Data items:
==*==

PR #293, opened 2020-10-05
Add export geomfiles feature

dtrucs:


src/modules/CRUD/components/Details/ExportGeomFiles/ExportGeomFiles.js
```diff
@@ -0,0 +1,58 @@
...
+  const list = Object.entries(files);
+  const { t } = useTranslation();
+
+  const count = list.length;
+
+  if (!count) {
+    return null;
+  }
+
+  const handleClick = async event => {
```
jrmi, line 19: useCallback maybe ?

src/modules/CRUD/components/Details/ExportGeomFiles/ExportGeomFiles.js
```diff
@@ -0,0 +1,58 @@
...
+    event.preventDefault();
+    const href = event.target.closest('a').getAttribute('href');
```
jrmi, line 21: Not a fan of doing that. Can you set a state with the file and show the element if the state is not null instead ?

jrmi (changes requested):

src/modules/CRUD/components/Details/ExportGeomFiles/ExportGeomFiles.js
mabhub: `Element.closest()` is not supported by IE at all. *(I do not know IE support status of terra-admin)*

image

jrmi: It's not a compat issue for me but more a philosophy question. Should we really do DOM manipulation through js API in a react code ?

dtrucs: Concerning @mabhub issue, i thought `'react-app-polyfill/ie11'` worked with it, but apparently nothing about traversing DOM. So i might replace `event.target.closest('a')` by `event.currentTarget` (which is finally better).

@jrmi would you prefer the pass the href directly as parameter in the `handleClick`?
```jsx
      {list.map(([name, href]) => (
        <MenuItem
          className={Classes.MINIMAL}
          icon="document"
          text={name}
          key={name}
          href={href}
          onClick={handleClick(href)}
        />
      ))}
```
and 
```js

  const handleClick = href => async event => {
    event.preventDefault();
    const data = await Api.request(sanitizeCustomEndpoint(href), { responseType: 'text' });
    const file = new Blob([data], { type: 'text/plain' });

    const [fileName] = href.split('/').slice(-1);
    const link = document.createElement('a');
    link.download = fileName;
    link.href = global.URL.createObjectURL(file);
    link.click();
  };
```

src/modules/CRUD/components/Details/ExportGeomFiles/ExportGeomFiles.js
dtrucs: In this function, I don't manipulate any props or states, do you think it's necessary?

jrmi (approved):

PR #304, opened 2020-10-08
Better filter tab

jrmi:


src/modules/RA/DataLayer/components/DataLayerForm.js
```diff
@@ -94,8 +65,5 @@ const PropsSanitizer = WrappedComponent =>
   ({ withSource, dispatch, ...props }) => (<WrappedComponent {...props} />);
 
 export default compose(
-  withStyles(styles),
-  translateRA,
   PropsSanitizer,
```
mabhub, line 68: Is `PropsSanitizer` still required?

jrmi: No anymore you're right. Removed.

CFarcy (dismissed):

CFarcy (approved):

PR #312, opened 2020-11-03
Add title to popup form

CFarcy:


src/modules/RA/DataLayer/components/tabs/PopupTab/index.js
```diff
@@ -50,24 +60,32 @@ const PopupTab = () => {
...
+      );
+
+      const lines = contentfields.map(({
         suffix,
         prefix,
         field: { name },
         default: defaultTitle,
       }) => (
-        `${prefix}: {% if ${name}.length > 0} %}{{${name}}} ${suffix}{% else %}${defaultTitle}{% endif %}`
+        `- ${prefix} : {% if ${name} %}{{${name}}} ${suffix}{% else %}${defaultTitle}{% endif %}`
```
jrmi, line 76: 0 values are defined and shouldn't show default message.

jrmi: Also the prefix is not the line title. the prefix is just before the value. Use the field name instead.

jrmi: Handle value round.

jrmi (changes requested):

src/modules/RA/DataLayer/components/tabs/PopupTab/index.js
CFarcy: Done.

src/modules/RA/DataLayer/components/tabs/PopupTab/index.js
```diff
@@ -47,27 +57,49 @@ const PopupTab = () => {
...
         default: defaultTitle,
-      }) => (
-        `${prefix}: {% if ${name}.length > 0} %}{{${name}}} ${suffix}{% else %}${defaultTitle}{% endif %}`
-      ));
+        sourceFieldId,
+      }) => {
+        const { settings: { round } } = fields.find(f => (f.sourceFieldId === sourceFieldId));
+        if (round !== undefined) {
+          return (
+            `- ${label} : ${prefix} `
```
jrmi, line 79: Prefix part should be inside if, like the suffix.

jrmi (dismissed):

src/modules/RA/DataLayer/components/tabs/PopupTab/index.js
CFarcy: Done.

jrmi (approved):

PR #327, opened 2020-12-10
Minisheet form stabilization

CFarcy:


public/locales/en/translation.json
```diff
@@ -540,7 +541,8 @@
           "round": "Number of digit to round"
         },
         "true": "Yes",
-        "false": "No"
+        "false": "No",
+        "color-label": "Select a color"
```
jrmi, line 545: A color for what ?

CFarcy: For highlight! I will precise it.

jrmi (approved):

==*==

Exercise instructions: Without dropping a single line, output the records above exactly.

Answer below:
PR #293, opened 2020-10-05
Add export geomfiles feature

dtrucs:


src/modules/CRUD/components/Details/ExportGeomFiles/ExportGeomFiles.js
```diff
@@ -0,0 +1,58 @@
...
+  const list = Object.entries(files);
+  const { t } = useTranslation();
+
+  const count = list.length;
+
+  if (!count) {
+    return null;
+  }
+
+  const handleClick = async event => {
```
jrmi, line 19: useCallback maybe ?

src/modules/CRUD/components/Details/ExportGeomFiles/ExportGeomFiles.js
```diff
@@ -0,0 +1,58 @@
...
+    event.preventDefault();
+    const href = event.target.closest('a').getAttribute('href');
```
jrmi, line 21: Not a fan of doing that. Can you set a state with the file and show the element if the state is not null instead ?

jrmi (changes requested):

src/modules/CRUD/components/Details/ExportGeomFiles/ExportGeomFiles.js
mabhub: `Element.closest()` is not supported by IE at all. *(I do not know IE support status of terra-admin)*

image

jrmi: It's not a compat issue for me but more a philosophy question. Should we really do DOM manipulation through js API in a react code ?

dtrucs: Concerning @mabhub issue, i thought `'react-app-polyfill/ie11'` worked with it, but apparently nothing about traversing DOM. So i might replace `event.target.closest('a')` by `event.currentTarget` (which is finally better).

@jrmi would you prefer the pass the href directly as parameter in the `handleClick`?
```jsx
      {list.map(([name, href]) => (
        <MenuItem
          className={Classes.MINIMAL}
          icon="document"
          text={name}
          key={name}
          href={href}
          onClick={handleClick(href)}
        />
      ))}
```
and 
```js

  const handleClick = href => async event => {
    event.preventDefault();
    const data = await Api.request(sanitizeCustomEndpoint(href), { responseType: 'text' });
    const file = new Blob([data], { type: 'text/plain' });

    const [fileName] = href.split('/').slice(-1);
    const link = document.createElement('a');
    link.download = fileName;
    link.href = global.URL.createObjectURL(file);
    link.click();
  };
```

src/modules/CRUD/components/Details/ExportGeomFiles/ExportGeomFiles.js
dtrucs: In this function, I don't manipulate any props or states, do you think it's necessary?

jrmi (approved):

PR #304, opened 2020-10-08
Better filter tab

jrmi:


src/modules/RA/DataLayer/components/DataLayerForm.js
```diff
@@ -94,8 +65,5 @@ const PropsSanitizer = WrappedComponent =>
   ({ withSource, dispatch, ...props }) => (<WrappedComponent {...props} />);
 
 export default compose(
-  withStyles(styles),
-  translateRA,
   PropsSanitizer,
```
mabhub, line 68: Is `PropsSanitizer` still required?

jrmi: No anymore you're right. Removed.

CFarcy (dismissed):

CFarcy (approved):

PR #312, opened 2020-11-03
Add title to popup form

CFarcy:


src/modules/RA/DataLayer/components/tabs/PopupTab/index.js
```diff
@@ -50,24 +60,32 @@ const PopupTab = () => {
...
+      );
+
+      const lines = contentfields.map(({
         suffix,
         prefix,
         field: { name },
         default: defaultTitle,
       }) => (
-        `${prefix}: {% if ${name}.length > 0} %}{{${name}}} ${suffix}{% else %}${defaultTitle}{% endif %}`
+        `- ${prefix} : {% if ${name} %}{{${name}}} ${suffix}{% else %}${defaultTitle}{% endif %}`
```
jrmi, line 76: 0 values are defined and shouldn't show default message.

jrmi: Also the prefix is not the line title. the prefix is just before the value. Use the field name instead.

jrmi: Handle value round.

jrmi (changes requested):

src/modules/RA/DataLayer/components/tabs/PopupTab/index.js
CFarcy: Done.

src/modules/RA/DataLayer/components/tabs/PopupTab/index.js
```diff
@@ -47,27 +57,49 @@ const PopupTab = () => {
...
         default: defaultTitle,
-      }) => (
-        `${prefix}: {% if ${name}.length > 0} %}{{${name}}} ${suffix}{% else %}${defaultTitle}{% endif %}`
-      ));
+        sourceFieldId,
+      }) => {
+        const { settings: { round } } = fields.find(f => (f.sourceFieldId === sourceFieldId));
+        if (round !== undefined) {
+          return (
+            `- ${label} : ${prefix} `
```
jrmi, line 79: Prefix part should be inside if, like the suffix.

jrmi (dismissed):

src/modules/RA/DataLayer/components/tabs/PopupTab/index.js
CFarcy: Done.

jrmi (approved):

PR #327, opened 2020-12-10
Minisheet form stabilization

CFarcy:


public/locales/en/translation.json
```diff
@@ -540,7 +541,8 @@
           "round": "Number of digit to round"
         },
         "true": "Yes",
-        "false": "No"
+        "false": "No",
+        "color-label": "Select a color"
```
jrmi, line 545: A color for what ?

CFarcy: For highlight! I will precise it.

jrmi (approved):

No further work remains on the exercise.